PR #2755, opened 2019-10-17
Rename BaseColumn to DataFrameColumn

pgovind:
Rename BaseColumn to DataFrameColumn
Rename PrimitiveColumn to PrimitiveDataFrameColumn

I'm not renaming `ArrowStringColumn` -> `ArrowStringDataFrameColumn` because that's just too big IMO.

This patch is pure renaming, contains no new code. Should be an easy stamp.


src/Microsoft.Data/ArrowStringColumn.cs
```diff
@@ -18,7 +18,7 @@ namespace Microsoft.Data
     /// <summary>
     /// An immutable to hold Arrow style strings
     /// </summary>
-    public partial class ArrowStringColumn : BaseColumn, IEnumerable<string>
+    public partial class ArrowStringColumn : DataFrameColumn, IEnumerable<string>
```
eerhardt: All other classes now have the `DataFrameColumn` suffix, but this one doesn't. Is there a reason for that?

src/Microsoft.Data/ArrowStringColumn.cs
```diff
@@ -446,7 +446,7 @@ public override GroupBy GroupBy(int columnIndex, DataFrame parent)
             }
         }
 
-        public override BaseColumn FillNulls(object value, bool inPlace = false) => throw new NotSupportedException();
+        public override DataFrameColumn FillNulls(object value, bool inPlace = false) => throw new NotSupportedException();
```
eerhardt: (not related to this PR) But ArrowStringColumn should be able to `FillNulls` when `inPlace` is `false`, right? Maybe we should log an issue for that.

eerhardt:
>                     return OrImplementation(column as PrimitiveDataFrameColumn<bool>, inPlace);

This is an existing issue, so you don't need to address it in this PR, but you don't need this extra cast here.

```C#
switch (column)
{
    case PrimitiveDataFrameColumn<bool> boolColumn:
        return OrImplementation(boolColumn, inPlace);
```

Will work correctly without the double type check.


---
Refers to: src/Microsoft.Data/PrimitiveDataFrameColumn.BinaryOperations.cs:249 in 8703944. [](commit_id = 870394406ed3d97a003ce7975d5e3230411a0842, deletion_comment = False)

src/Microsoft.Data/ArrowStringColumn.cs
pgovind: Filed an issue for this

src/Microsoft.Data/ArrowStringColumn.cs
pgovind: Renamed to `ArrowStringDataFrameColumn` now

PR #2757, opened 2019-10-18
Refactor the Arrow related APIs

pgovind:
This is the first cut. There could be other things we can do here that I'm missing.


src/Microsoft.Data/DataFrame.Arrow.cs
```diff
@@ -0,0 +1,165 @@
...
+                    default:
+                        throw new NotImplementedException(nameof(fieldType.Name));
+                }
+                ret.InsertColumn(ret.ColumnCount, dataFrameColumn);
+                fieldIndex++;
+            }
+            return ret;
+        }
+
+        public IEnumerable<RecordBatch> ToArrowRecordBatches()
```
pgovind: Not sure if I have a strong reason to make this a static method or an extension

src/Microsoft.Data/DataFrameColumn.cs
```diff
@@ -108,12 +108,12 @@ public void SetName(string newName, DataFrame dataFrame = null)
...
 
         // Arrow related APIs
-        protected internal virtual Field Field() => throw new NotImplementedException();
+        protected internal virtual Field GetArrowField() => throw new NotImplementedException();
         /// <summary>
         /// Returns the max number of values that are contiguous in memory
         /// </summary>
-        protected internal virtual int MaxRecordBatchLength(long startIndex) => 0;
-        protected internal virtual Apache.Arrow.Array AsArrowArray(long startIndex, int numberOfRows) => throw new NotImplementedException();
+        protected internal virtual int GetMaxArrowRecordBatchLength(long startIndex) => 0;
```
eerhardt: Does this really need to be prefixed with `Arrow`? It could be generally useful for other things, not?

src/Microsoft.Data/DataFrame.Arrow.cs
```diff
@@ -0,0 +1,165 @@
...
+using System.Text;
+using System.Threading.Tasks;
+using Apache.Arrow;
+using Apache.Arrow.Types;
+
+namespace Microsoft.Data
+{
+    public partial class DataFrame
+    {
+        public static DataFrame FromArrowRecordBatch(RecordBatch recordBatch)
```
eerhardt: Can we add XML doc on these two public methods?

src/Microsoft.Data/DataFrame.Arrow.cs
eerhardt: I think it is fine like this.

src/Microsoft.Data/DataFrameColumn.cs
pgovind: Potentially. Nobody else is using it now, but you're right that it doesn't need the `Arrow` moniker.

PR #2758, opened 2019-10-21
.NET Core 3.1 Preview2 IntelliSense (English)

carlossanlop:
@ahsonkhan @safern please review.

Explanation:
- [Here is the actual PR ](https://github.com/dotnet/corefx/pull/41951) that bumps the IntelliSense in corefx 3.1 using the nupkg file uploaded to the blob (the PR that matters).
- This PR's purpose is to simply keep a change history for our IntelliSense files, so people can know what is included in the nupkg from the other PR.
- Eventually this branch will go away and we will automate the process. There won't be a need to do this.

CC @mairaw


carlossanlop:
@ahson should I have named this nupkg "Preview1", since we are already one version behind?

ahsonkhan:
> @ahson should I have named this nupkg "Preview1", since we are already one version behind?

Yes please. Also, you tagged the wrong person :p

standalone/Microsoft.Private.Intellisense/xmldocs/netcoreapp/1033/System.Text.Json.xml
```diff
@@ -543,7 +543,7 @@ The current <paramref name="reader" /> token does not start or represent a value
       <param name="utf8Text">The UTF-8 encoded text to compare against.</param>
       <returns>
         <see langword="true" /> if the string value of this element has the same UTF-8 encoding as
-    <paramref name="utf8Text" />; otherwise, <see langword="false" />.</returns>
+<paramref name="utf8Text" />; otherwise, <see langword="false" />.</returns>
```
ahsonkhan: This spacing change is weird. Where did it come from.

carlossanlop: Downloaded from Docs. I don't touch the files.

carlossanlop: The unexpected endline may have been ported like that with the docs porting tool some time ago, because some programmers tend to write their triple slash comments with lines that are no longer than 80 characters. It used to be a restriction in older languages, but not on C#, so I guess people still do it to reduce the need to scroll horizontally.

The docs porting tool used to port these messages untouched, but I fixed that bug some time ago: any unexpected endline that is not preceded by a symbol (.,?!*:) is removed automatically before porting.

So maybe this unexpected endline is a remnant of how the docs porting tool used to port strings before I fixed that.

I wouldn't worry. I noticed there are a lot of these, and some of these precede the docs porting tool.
....
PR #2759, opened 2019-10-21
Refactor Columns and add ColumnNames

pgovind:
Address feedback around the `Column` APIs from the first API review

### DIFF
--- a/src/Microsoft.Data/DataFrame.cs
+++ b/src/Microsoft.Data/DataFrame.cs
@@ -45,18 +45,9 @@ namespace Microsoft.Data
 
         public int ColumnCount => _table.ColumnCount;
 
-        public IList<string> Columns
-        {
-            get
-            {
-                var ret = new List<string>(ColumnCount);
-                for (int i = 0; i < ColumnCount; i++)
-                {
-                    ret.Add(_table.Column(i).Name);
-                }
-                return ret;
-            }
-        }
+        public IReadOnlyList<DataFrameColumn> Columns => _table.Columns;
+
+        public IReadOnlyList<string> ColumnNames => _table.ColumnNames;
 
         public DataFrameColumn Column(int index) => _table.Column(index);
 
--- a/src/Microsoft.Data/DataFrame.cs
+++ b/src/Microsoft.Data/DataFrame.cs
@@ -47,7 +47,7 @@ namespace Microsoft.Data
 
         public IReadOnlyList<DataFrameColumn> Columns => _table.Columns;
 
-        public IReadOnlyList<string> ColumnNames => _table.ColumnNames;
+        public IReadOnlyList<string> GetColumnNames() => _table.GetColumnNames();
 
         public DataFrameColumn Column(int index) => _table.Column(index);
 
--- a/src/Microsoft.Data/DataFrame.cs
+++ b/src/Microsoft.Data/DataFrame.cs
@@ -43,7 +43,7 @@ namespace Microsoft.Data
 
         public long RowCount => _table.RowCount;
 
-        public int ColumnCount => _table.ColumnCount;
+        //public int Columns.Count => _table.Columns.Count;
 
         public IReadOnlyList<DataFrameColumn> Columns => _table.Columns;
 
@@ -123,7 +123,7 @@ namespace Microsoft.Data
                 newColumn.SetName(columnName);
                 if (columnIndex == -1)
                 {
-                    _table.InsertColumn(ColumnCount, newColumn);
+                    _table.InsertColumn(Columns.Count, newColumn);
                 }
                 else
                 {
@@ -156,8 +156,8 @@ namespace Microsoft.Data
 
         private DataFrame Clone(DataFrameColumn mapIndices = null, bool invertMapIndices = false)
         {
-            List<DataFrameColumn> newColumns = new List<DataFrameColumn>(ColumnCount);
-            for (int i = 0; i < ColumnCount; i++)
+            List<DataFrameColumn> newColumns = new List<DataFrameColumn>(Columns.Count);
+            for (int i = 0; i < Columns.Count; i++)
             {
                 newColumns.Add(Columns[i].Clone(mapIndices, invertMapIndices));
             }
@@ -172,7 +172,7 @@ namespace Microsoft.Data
....
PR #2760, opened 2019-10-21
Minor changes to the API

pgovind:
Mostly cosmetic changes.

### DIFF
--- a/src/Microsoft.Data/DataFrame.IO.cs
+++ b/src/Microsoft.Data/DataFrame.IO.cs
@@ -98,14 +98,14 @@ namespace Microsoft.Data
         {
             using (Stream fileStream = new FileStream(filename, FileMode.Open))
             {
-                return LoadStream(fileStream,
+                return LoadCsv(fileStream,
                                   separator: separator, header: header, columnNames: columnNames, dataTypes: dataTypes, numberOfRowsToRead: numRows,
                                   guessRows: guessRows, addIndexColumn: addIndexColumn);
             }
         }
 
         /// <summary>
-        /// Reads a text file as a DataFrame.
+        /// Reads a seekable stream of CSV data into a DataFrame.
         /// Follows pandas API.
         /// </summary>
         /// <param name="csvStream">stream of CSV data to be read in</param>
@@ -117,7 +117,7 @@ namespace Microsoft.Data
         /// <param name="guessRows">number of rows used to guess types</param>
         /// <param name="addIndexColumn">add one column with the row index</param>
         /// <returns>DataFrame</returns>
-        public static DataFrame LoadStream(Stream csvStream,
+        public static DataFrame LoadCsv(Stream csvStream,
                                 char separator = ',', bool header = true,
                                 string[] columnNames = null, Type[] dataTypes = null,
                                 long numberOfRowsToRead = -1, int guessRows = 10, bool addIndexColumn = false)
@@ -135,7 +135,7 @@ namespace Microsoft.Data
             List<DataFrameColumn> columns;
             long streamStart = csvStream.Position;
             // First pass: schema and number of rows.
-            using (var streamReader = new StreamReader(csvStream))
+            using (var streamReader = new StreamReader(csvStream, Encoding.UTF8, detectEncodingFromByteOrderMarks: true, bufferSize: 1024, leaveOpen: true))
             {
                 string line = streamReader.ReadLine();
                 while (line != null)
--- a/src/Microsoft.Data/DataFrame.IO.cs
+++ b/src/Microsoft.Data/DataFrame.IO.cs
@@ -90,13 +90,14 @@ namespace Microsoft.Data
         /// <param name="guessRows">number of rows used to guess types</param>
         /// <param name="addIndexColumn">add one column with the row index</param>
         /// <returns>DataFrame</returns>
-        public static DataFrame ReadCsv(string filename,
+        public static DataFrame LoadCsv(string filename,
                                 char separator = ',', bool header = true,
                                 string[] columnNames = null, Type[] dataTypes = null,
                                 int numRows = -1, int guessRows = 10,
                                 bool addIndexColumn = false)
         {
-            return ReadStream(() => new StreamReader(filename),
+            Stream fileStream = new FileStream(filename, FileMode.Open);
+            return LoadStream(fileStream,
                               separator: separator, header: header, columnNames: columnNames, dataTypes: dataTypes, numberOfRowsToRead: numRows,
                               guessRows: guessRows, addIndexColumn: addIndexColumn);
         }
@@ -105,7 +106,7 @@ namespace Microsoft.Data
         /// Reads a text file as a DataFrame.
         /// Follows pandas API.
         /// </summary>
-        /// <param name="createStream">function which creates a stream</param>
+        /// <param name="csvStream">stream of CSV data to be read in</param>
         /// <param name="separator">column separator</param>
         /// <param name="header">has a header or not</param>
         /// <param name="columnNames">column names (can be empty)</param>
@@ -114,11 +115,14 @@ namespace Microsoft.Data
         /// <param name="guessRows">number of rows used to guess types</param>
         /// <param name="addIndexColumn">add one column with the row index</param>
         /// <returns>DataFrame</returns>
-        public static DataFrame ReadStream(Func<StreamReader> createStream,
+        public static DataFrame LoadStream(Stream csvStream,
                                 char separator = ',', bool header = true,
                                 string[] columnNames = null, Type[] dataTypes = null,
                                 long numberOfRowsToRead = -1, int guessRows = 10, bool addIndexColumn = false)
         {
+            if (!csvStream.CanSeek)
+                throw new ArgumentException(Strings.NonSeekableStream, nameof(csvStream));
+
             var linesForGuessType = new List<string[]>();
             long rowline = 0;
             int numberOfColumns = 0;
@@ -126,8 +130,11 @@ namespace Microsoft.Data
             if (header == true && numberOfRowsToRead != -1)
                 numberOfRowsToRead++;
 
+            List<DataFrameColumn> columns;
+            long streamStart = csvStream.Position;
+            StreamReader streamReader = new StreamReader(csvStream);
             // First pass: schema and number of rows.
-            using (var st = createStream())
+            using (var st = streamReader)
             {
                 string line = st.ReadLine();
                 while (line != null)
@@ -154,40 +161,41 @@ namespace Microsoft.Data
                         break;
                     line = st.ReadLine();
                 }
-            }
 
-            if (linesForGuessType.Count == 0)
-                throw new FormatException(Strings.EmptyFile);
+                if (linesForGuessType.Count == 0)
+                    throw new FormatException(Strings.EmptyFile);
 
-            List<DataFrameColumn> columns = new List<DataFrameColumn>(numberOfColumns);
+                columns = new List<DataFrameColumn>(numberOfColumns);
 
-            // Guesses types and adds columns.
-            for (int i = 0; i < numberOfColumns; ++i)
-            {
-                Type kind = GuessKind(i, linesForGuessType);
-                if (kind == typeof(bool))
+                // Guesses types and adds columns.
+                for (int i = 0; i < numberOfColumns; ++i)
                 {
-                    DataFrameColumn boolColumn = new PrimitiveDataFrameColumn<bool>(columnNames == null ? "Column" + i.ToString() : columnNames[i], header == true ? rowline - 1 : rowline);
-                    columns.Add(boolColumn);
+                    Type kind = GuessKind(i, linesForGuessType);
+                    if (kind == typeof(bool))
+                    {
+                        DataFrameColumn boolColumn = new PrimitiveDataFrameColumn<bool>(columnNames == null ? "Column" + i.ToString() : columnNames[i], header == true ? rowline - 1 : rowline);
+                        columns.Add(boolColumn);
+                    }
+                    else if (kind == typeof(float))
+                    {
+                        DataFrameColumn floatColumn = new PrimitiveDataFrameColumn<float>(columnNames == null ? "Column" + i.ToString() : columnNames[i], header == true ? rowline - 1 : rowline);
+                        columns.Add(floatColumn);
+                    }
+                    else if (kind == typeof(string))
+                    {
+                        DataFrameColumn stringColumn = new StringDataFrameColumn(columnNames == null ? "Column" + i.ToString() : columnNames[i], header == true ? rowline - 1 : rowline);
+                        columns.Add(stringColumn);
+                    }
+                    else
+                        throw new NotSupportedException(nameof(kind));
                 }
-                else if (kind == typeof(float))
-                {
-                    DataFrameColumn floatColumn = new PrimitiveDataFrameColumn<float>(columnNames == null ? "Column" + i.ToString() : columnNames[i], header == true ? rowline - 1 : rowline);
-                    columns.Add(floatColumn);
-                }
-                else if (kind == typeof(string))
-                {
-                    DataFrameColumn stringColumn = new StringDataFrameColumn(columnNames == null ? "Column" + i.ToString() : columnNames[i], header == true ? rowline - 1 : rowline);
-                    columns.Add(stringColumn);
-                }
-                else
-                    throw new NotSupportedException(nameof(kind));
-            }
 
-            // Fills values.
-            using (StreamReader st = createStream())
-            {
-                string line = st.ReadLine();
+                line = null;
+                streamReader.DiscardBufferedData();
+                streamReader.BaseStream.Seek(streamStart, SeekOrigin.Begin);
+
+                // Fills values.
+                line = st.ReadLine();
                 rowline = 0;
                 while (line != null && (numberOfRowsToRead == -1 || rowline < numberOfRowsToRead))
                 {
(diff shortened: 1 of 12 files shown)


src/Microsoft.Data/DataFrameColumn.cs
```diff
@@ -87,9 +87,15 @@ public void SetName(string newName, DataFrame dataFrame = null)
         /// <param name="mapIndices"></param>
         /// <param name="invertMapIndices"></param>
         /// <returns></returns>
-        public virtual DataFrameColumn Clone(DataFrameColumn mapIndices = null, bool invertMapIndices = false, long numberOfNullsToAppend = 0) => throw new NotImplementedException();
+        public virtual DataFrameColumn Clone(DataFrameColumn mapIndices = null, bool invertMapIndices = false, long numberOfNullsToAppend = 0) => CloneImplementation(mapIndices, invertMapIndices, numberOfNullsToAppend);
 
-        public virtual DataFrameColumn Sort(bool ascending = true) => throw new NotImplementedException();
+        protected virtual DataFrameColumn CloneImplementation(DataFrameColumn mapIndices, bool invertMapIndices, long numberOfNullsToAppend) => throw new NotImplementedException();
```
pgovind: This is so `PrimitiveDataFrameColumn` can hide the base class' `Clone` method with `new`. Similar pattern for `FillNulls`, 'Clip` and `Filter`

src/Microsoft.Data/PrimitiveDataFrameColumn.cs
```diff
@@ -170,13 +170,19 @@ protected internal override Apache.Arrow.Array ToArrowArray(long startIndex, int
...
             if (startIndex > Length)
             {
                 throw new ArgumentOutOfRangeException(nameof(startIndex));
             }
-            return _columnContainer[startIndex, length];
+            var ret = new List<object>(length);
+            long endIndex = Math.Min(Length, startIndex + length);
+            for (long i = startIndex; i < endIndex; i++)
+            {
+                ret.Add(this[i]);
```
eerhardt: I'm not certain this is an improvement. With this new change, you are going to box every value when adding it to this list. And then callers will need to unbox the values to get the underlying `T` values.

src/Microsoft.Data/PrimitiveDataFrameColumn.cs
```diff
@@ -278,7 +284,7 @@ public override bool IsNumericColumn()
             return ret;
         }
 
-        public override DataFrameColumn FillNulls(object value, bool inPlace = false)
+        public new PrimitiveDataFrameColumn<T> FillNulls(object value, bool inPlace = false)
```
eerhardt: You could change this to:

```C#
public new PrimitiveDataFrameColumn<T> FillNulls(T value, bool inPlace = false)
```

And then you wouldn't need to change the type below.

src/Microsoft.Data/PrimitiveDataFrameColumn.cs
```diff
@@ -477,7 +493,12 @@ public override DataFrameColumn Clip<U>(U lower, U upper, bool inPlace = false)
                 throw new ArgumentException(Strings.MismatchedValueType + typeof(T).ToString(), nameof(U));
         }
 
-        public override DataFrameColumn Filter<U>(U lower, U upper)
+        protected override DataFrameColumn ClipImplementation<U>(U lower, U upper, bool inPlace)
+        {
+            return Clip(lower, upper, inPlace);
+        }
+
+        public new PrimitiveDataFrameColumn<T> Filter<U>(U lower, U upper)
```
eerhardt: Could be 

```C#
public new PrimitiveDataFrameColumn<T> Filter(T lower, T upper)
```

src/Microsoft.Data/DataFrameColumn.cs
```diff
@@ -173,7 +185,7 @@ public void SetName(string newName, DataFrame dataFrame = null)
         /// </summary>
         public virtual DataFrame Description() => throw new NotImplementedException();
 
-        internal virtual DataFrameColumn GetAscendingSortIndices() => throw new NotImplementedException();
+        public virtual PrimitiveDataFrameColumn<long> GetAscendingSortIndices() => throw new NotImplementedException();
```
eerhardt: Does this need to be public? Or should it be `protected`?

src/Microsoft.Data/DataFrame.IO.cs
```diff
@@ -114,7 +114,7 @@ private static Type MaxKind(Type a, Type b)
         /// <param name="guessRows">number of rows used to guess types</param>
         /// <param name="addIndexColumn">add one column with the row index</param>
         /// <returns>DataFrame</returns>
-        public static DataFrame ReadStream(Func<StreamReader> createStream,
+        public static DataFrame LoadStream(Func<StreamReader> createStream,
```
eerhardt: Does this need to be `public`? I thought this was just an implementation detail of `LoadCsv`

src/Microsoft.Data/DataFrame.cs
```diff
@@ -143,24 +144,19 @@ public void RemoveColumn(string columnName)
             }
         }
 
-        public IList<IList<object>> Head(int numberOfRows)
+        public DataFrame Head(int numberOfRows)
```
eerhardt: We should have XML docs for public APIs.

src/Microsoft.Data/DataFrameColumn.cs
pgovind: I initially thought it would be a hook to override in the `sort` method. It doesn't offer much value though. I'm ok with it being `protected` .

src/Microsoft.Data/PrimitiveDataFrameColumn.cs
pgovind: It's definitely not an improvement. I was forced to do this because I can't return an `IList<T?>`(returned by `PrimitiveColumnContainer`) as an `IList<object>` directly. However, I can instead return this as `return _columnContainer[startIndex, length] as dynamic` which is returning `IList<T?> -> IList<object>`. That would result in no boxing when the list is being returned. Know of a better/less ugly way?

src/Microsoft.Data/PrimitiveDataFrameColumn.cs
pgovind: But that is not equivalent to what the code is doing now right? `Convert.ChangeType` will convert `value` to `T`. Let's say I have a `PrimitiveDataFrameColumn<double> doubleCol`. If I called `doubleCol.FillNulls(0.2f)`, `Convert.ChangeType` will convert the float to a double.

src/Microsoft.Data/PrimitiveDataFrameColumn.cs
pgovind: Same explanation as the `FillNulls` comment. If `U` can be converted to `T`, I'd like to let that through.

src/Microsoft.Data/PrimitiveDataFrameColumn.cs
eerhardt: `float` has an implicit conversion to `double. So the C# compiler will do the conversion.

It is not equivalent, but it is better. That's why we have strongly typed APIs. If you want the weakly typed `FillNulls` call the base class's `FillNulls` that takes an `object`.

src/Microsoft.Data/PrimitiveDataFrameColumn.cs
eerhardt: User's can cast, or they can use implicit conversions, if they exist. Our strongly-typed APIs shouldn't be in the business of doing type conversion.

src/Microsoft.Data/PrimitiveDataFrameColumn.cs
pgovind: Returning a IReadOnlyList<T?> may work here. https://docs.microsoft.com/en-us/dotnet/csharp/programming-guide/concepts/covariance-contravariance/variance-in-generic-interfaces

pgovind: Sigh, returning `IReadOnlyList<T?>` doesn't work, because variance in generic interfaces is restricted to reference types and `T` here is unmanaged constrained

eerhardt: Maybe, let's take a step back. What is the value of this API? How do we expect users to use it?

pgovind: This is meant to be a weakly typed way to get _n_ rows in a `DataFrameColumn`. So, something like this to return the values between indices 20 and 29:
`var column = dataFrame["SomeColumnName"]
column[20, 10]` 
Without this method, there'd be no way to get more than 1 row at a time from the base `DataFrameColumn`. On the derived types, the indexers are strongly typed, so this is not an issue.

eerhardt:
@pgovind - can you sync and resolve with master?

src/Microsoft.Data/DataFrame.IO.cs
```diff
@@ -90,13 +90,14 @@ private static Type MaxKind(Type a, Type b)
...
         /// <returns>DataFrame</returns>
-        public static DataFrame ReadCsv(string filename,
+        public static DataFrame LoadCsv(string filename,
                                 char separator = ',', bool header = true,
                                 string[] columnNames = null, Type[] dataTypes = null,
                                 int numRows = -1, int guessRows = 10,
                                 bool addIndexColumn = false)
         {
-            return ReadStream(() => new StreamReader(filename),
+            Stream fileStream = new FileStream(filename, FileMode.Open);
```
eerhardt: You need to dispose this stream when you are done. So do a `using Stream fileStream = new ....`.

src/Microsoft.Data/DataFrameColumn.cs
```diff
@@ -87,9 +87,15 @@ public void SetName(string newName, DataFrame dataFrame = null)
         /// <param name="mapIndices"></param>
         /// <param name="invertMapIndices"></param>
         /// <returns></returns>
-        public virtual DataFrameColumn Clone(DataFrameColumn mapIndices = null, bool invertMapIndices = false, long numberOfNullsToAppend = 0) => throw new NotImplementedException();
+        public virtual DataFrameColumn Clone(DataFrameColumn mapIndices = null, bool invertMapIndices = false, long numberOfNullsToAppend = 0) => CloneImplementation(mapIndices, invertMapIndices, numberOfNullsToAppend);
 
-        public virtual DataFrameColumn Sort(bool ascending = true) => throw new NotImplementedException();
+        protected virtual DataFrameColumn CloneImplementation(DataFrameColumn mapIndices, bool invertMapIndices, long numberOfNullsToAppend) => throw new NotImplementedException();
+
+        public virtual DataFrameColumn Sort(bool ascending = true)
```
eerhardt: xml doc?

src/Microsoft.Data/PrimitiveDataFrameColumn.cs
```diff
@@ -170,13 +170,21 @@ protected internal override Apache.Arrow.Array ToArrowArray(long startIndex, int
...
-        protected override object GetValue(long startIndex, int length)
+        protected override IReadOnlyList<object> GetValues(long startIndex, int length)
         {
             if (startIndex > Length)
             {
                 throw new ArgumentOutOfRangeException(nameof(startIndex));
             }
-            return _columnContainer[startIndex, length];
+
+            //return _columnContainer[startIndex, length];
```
....
§ **PROBLEM REQUIREMENTS**:
Check each line of these records for the string "numberOfRowsToRead" and state only how many lines have it.

§ **ANSWER AREA**:
7